Managing Spark Standalone Using the Command Line

This section describes how to configure and start Spark Standalone services.

For information on installing Spark using the command line, see Setting Up Apache Spark Using the Command Line. For information on configuring and starting the Spark History Server, see Configuring and Running the Spark History Server Using the Command Line.

For information on Spark applications, see Spark Application Overview.

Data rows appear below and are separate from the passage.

PR #5874, opened 2023-05-18
cmake: Fix invalid VS version check

juan-lunarg:
Remove error check entirely. Not very useful and easy to become outdated.


jzulauf-lunarg:
Fix works for me.

spencer-lunarg (approved):

PR #5875, opened 2023-05-18
build: Add arch to deps dir

ncesario-lunarg:
Add the architecture type to the external dependency path when using UPDATE_DEPS=ON.


.github/workflows/vvl.yml
```diff
@@ -165,15 +169,15 @@ jobs:
...
-            external/${{ matrix.config }}/glslang/build/install
-            external/${{ matrix.config }}/Vulkan-Headers/build/install
-            external/${{ matrix.config }}/SPIRV-Headers/build/install
-            external/${{ matrix.config }}/SPIRV-Tools/build/install
-            external/${{ matrix.config }}/robin-hood-hashing/build/install
-            external/${{ matrix.config }}/googletest/build/install
-            external/${{ matrix.config }}/Vulkan-Headers/registry
-            external/${{ matrix.config }}/SPIRV-Headers/include
-            external/${{ matrix.config }}/mimalloc/build/install
+            external/${{ matrix.config }}/${{ win_arch_map[matrix.arch] }}/glslang/build/install
```
juan-lunarg, line 172: Update MinGW as well.

juan-lunarg (changes requested):

.github/workflows/vvl.yml
ncesario-lunarg: This approach doesn't work (see https://github.com/KhronosGroup/Vulkan-ValidationLayers/actions/runs/5017157429).

.github/workflows/vvl.yml
```diff
@@ -22,6 +22,10 @@ concurrency:
   group: ${{ github.workflow }}-${{ github.head_ref || github.run_id  }}
   cancel-in-progress: true
 
+win_arch_map:
+  x64: 64
+  Win32: 32
```
juan-lunarg, line 27: Never seen this before. Can you link to a doc/reference?

ncesario-lunarg: That's because it's an experiment to see if I could add generic "maps" to the yml file, but this doesn't work.

.github/workflows/vvl.yml
juan-lunarg: See `android_cmake` for an example of using if statements in GHA.

`if: matrix.build_tests == 'ON'`

.github/workflows/vvl.yml
```diff
@@ -176,7 +176,7 @@ jobs:
             external/${{ matrix.config }}/mimalloc/build/install
           key: ${{ runner.os }}-build-${{ env.cache-name }}-${{ matrix.arch }}-${{ matrix.os }}-${{ matrix.config }}-${{ hashfiles('scripts/known_good.json') }}
       - name: Build
-        run: python3 scripts/github_ci_win_linux.py --build --config ${{ matrix.config }} --cmake='-DUPDATE_DEPS_SKIP_EXISTING_INSTALL=ON'
+        run: python3 scripts/github_ci_win_linux.py --build --config ${{ matrix.config }} --cmake="-DUPDATE_DEPS_SKIP_EXISTING_INSTALL=ON -DUPDATE_DEPS_DIR=external/${{ matrix.config }}"
```
ncesario-lunarg, line 179: Seems like this will be less verbose than specifying different external directories based on an if condition, but I can try the `if` condition route if preferred.

scripts/CMakeLists.txt
```diff
@@ -47,7 +47,11 @@ if (UPDATE_DEPS)
 
     set(UPDATE_DEPS_DIR_SUFFIX "${_build_type}")
     if (ANDROID)
-        set(UPDATE_DEPS_DIR_SUFFIX "android/${UPDATE_DEPS_DIR_SUFFIX}")
+        set(UPDATE_DEPS_DIR_SUFFIX "android/${UPDATE_DEPS_DIR_SUFFIX}/${CMAKE_ANDROID_ARCH_ABI}")
+    elseif(CMAKE_SIZEOF_VOID_P EQUAL 8)
+        set(UPDATE_DEPS_DIR_SUFFIX "${UPDATE_DEPS_DIR_SUFFIX}/64")
```
juan-lunarg, line 52: `common_ci.py` hard codes the external directory so our scripts will now break. Except for WIN32 on CI. But WIN32 locally would break.

ncesario-lunarg: I forgot that was hard-coded. I'll see if I can fix that as part of this PR.

juan-lunarg:
See https://github.com/KhronosGroup/Vulkan-ValidationLayers/pull/5888 for an alternative approach.

Since you need to reconfigure your build anyway when switching architectures, I just run --clean-build and --clean-install on initial configuration in the scripts/CMakeLists.txt

It also works nicely with expectation of deleting the cache

juan-lunarg:
Closing due to staleness and plans I have to speed up update_deps.py

PR #5881, opened 2023-05-19
tests: Improve testing via vvl_utils

juan-lunarg:
Move the majority of validation layer code into the vvl_utils static library. This allows the tests to link against vvl_utils and test as much code as possible.

The actual vvl target should be as minimal as possible.

The only thing our vvl target requires is exporting specific functions for the vulkan loader.


juan-lunarg:
Closing for now. While the core idea is fine chassis.cpp does far more than define the needed symbol exports.

PR #5883, opened 2023-05-20
android: Cleanup Android CMake code

juan-lunarg:
Use CMAKE_SYSTEM_VERSION to check Android API level

Use CMAKE_ANDROID_NDK instead of ANDROID_NDK

Print Android API / NDK version.

Install tests/layer to the same location.

Remove INSTALL_TESTS for simplicity.

### DIFF
--- a/layers/android/CMakeLists.txt
+++ b/layers/android/CMakeLists.txt
@@ -14,18 +14,12 @@
 # See the License for the specific language governing permissions and
 # limitations under the License.
 # ~~~
-if (ANDROID_USE_LEGACY_TOOLCHAIN_FILE)
-    # https://github.com/android/ndk/issues/1693
-    message(WARNING "Using legacy android toolchain!")
-endif()
 
-if (ANDROID_PLATFORM LESS "26")
-    message(FATAL_ERROR "Vulkan-ValidationLayers is not supported on Android 25 and below!")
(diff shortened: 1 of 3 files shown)


layers/android/CMakeLists.txt
```diff
@@ -14,18 +14,12 @@
...
 # ~~~
-if (ANDROID_USE_LEGACY_TOOLCHAIN_FILE)
-    # https://github.com/android/ndk/issues/1693
-    message(WARNING "Using legacy android toolchain!")
-endif()
 
-if (ANDROID_PLATFORM LESS "26")
-    message(FATAL_ERROR "Vulkan-ValidationLayers is not supported on Android 25 and below!")
-endif()
+message(STATUS "Targeting Android API Level ${CMAKE_SYSTEM_VERSION}")
```
ncesario-lunarg, line 18: Does this handle the "less than 26" case?

ncesario-lunarg (approved):
One question, but LGTM!

layers/android/CMakeLists.txt
juan-lunarg: No. I decided to not error in the CMake code. Leaving it up to the C++ code (see layers/utils/android_ndk_types.h) to properly fail.

PR #5886, opened 2023-05-22
layers: Use xml for syncval generation

artem-lunarg:
The latest 1.3.253 headers provide `vk.xml` with new `<sync>` section at the end of the file. 

This PR introduces `sync_validation_generator.py` which implements syncval codegen using sync data from `vk.xml` and removes `sync_val_gen.py` which relied on ad-hoc approaches to get sync data.

New implementation works the same way as the old one, this PR does not introduce new fixes/improvements. Some efforts were made to minimize difference with the original output. The diff in `sync_validation_types.h/cpp` for the commit that introduces new generator ([layers: Use XML for sync val generation](https://github.com/KhronosGroup/Vulkan-ValidationLayers/pull/5886/commits/41ab2ab9d9e43512900f44d0c5613df0fec5e4b7)) is minimal and a few differences is mostly due to the newly added stages. Later commits add more difference due to the changes to XML data to add more spec details.


spencer-lunarg (approved):

spencer-lunarg:
cc @jeremyg-lunarg and @jzulauf-lunarg as you are probably the 2 who probably know the most about the output of these generated files

scripts/generators/sync_validation_generator.py
```diff
@@ -0,0 +1,726 @@
...
+        file_comment = '// *** THIS FILE IS GENERATED - DO NOT EDIT ***\n'
+        file_comment += '// See sync_validation_generator.py for modifications\n'
+        write(file_comment, file=self.outFile)
+        # Copyright Statement
+        copyright = ''
+        copyright += '\n'
+        copyright += '/***************************************************************************\n'
+        copyright += ' *\n'
+        copyright += ' * Copyright (c) 2015-2023 Valve Corporation\n'
+        copyright += ' * Copyright (c) 2015-2023 LunarG, Inc.\n'
```
arno-lunarg, line 144:
```suggestion
        copyright += ' * Copyright (c) 2023 Valve Corporation\n'
        copyright += ' * Copyright (c) 2023 LunarG, Inc.\n'
```

artem-lunarg: I guess the idea that we do not generate new file - `sync_validation_types.h/cpp` existed before, so it keeps copyright part unchanged. That's something that sounded logical but I don't know much about about copyright nuances and if generated code is somewhat different. So far I've assumed it's a regular code since we're commit it to the repository.

spencer-lunarg: I agree, I think this is fine as is

scripts/generators/sync_validation_generator.py
```diff
@@ -0,0 +1,726 @@
...
+    'graphics' : 'VK_QUEUE_GRAPHICS_BIT',
+    'compute' : 'VK_QUEUE_COMPUTE_BIT',
+    'decode' : 'VK_QUEUE_VIDEO_DECODE_BIT_KHR',
+    'encode'  : 'VK_QUEUE_VIDEO_ENCODE_BIT_KHR',
+    'opticalflow' : 'VK_QUEUE_OPTICAL_FLOW_BIT_NV',
+    'sparse_binding' : 'VK_QUEUE_SPARSE_BINDING_BIT',
+}
+
+transferExpansion = [
+    ('transfer copy', 'VK_PIPELINE_STAGE_2_COPY_BIT'),
```
jzulauf-lunarg, line 49: why is this one a space while the others are _

artem-lunarg: That's a typo. Does not change the generated code, the only requirement it should be unique names. I think good opportunity to fix this when we start updating this code for new code generation framework.

spencer-lunarg: noted

PR #5887, opened 2023-05-22
Various GHA improvements

juan-lunarg:
- ci: Use fail-fast judiciously
- ci: Fix permissions
- ci: Cleanup compiler usage for linux testing
- ci: Use 64 bit compiler when targeting x86

### DIFF
--- a/.github/workflows/vvl.yml
+++ b/.github/workflows/vvl.yml
@@ -98,8 +98,6 @@ jobs:
 
   gn:
     runs-on: ubuntu-22.04
-    strategy:
-      fail-fast: false
     steps:
       - uses: actions/checkout@v3
       - uses: actions/setup-python@v4
@@ -181,7 +179,6 @@ jobs:
   android_cmake:
       runs-on: ubuntu-22.04
       strategy:
-        fail-fast: false
         matrix:
           abi: [ arm64-v8a ]
           build_tests: [ "ON" ]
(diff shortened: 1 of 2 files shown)


.github/workflows/vvl.yml
```diff
@@ -64,7 +64,7 @@ jobs:
       - name: Setup ccache
         uses: hendrikmuhs/ccache-action@v1.2
         with:
-          key: ${{ runner.os }}-${{ matrix.config }}-${{ matrix.cc }}-${{ matrix.cpp_std }}
+          key: ${{ runner.os }}-${{ matrix.config }}-${{ matrix.compiler }}-${{ matrix.cpp_std }}
```
artem-lunarg, line 67: Previously it was C `cc` compiler and now we pass configuration for both `cc` and `cxx`, is it the meaning of this line change?

artem-lunarg (approved):

.github/workflows/vvl.yml
juan-lunarg: Thanks for pointing that out. The intent is to hash based on the compiler ID.

Looking at the output from github actions this translates to `Save cache using key "ccache-Linux-release-Object-17-2023-05-22T19:45:38.322Z".`

So that's wrong... I don't know why `${{ matrix.compiler }}` translates to `Object. I'll fix this.

PR #5888, opened 2023-05-22
scripts: Clean fetched dependencies on new configuration

juan-lunarg:
Makes switching architectures easier since CMake will delete old build artifacts.

### DIFF
--- a/scripts/CMakeLists.txt
+++ b/scripts/CMakeLists.txt
@@ -82,12 +82,16 @@ if (UPDATE_DEPS)
     set(UPDATE_DEPS_HASH "0" CACHE STRING "Default value until we run update_deps.py")
     mark_as_advanced(UPDATE_DEPS_HASH)
 
+    if ("${UPDATE_DEPS_HASH}" STREQUAL "0")
+        list(APPEND update_dep_command "--clean-build")
+        list(APPEND update_dep_command "--clean-install")
+    endif()
+
     if ("${md5_hash}" STREQUAL $CACHE{UPDATE_DEPS_HASH})
         message(DEBUG "update_deps.py: no work to do.")
     else()
         execute_process(
             COMMAND ${Python3_EXECUTABLE} ${update_dep_command}
-            WORKING_DIRECTORY ${PROJECT_SOURCE_DIR}
             RESULT_VARIABLE _update_deps_result
         )
         if (NOT (${_update_deps_result} EQUAL 0))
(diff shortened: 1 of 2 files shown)


scripts/CMakeLists.txt
```diff
@@ -82,12 +82,16 @@ if (UPDATE_DEPS)
     set(UPDATE_DEPS_HASH "0" CACHE STRING "Default value until we run update_deps.py")
     mark_as_advanced(UPDATE_DEPS_HASH)
 
+    if ("${UPDATE_DEPS_HASH}" STREQUAL "0")
+        list(APPEND update_dep_command "--clean-build")
+        list(APPEND update_dep_command "--clean-install")
+    endif()
```
juan-lunarg, line 88: Essentially during a fresh configuration we delete the old build/install folders.

This removes the problem of using 32 bit binaries on 64 bit since they will be deleted on reconfiguration.

scripts/CMakeLists.txt
```diff
@@ -82,12 +82,16 @@ if (UPDATE_DEPS)
...
+
     if ("${md5_hash}" STREQUAL $CACHE{UPDATE_DEPS_HASH})
         message(DEBUG "update_deps.py: no work to do.")
     else()
         execute_process(
             COMMAND ${Python3_EXECUTABLE} ${update_dep_command}
-            WORKING_DIRECTORY ${PROJECT_SOURCE_DIR}
```
juan-lunarg, line 90: Isn't needed.

scripts/update_deps.py
```diff
@@ -32,11 +32,6 @@
 repository at a "known-good" commit in order to provide stability in
 the dependent repositories.
 
-Python Compatibility
---------------------
-
-This program can be used with Python 2.7 and Python 3.
-
```
juan-lunarg, line 39: Hasn't been true for a while

scripts/update_deps.py
```diff
@@ -431,9 +424,11 @@ def CustomBuild(self, repo_dict):
     def CMakeConfig(self, repos):
         """Build CMake command for the configuration phase and execute it"""
         if self._args.do_clean_build:
-            shutil.rmtree(self.build_dir)
+            if os.path.isdir(self.build_dir):
+                shutil.rmtree(self.build_dir, onerror=on_rm_error)
         if self._args.do_clean_install:
-            shutil.rmtree(self.install_dir)
+            if os.path.isdir(self.install_dir):
+                shutil.rmtree(self.install_dir, onerror=on_rm_error)
```
juan-lunarg, line 431: Fixed to be consistent with other uses of `shutil.rmtree`

ncesario-lunarg (approved):
LGTM!

PR #5917, opened 2023-05-26
build: Fix Android apk build

aitor-lunarg:
Adds a step to add libraries in as Android likes them

### DIFF
--- a/build-android/build_all.sh
+++ b/build-android/build_all.sh
@@ -73,7 +73,8 @@ fi
 echo "Building Layer using ${ANDROID_STL_TYPE}";
 
 function create_APK() {
-    aapt package -f -M AndroidManifest.xml -I "$ANDROID_SDK_HOME/platforms/android-26/android.jar" -S res -F bin/$1-unaligned.apk bin/libs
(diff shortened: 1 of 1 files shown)


build-android/build_all.sh
```diff
@@ -73,7 +73,8 @@ fi
 echo "Building Layer using ${ANDROID_STL_TYPE}";
 
 function create_APK() {
-    aapt package -f -M AndroidManifest.xml -I "$ANDROID_SDK_HOME/platforms/android-26/android.jar" -S res -F bin/$1-unaligned.apk bin/libs
+    aapt package -f -M AndroidManifest.xml -I "$ANDROID_SDK_HOME/platforms/android-26/android.jar" -S res -F bin/$1-unaligned.apk
+    aapt add -f bin/$1-unaligned.apk bin/libs/*.so
```
juan-lunarg, line 77: Add comments for lines 76 and 77 similar to the code below

juan-lunarg (changes requested):
LGTM just needs comments

build-android/build_all.sh
aitor-lunarg: Yes, I'll wait for confirmation that this works and I'll update with comments

juan-lunarg: Please also revise the commit message to be more specific as well.

aitor-lunarg:
Won't solve issue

Configuring Spark Standalone

Before running Spark Standalone, do the following on every host in the cluster:

  • Edit /etc/spark/conf/spark-env.sh and change hostname in the last line to the name of the host where the Spark Master will run:
    ###
    ### === IMPORTANT ===
    ### Change the following to specify the Master host
    ###
    export STANDALONE_SPARK_MASTER_HOST=`hostname`
    
  • Optionally, edit other configuration options:
    • SPARK_MASTER_PORT / SPARK_MASTER_WEBUI_PORT and SPARK_WORKER_PORT / SPARK_WORKER_WEBUI_PORT, to use non-default ports
    • SPARK_WORKER_CORES, to set the number of cores to use on this machine
    • SPARK_WORKER_MEMORY, to set how much memory to use (for example: 1000 MB, 2 GB)
    • SPARK_WORKER_INSTANCE, to set the number of worker processes per node
    • SPARK_WORKER_DIR, to set the working directory of worker processes

Starting and Stopping Spark Standalone Clusters

To start Spark Standalone clusters:
  1. On one host in the cluster, start the Spark Master:
    $ sudo service spark-master start

    You can access the Spark Master UI at spark_master:18080.

  2. On all the other hosts, start the workers:
    $ sudo service spark-worker start
To stop Spark, use the following commands on the appropriate hosts:
$ sudo service spark-worker stop
$ sudo service spark-master stop

Service logs are stored in /var/log/spark.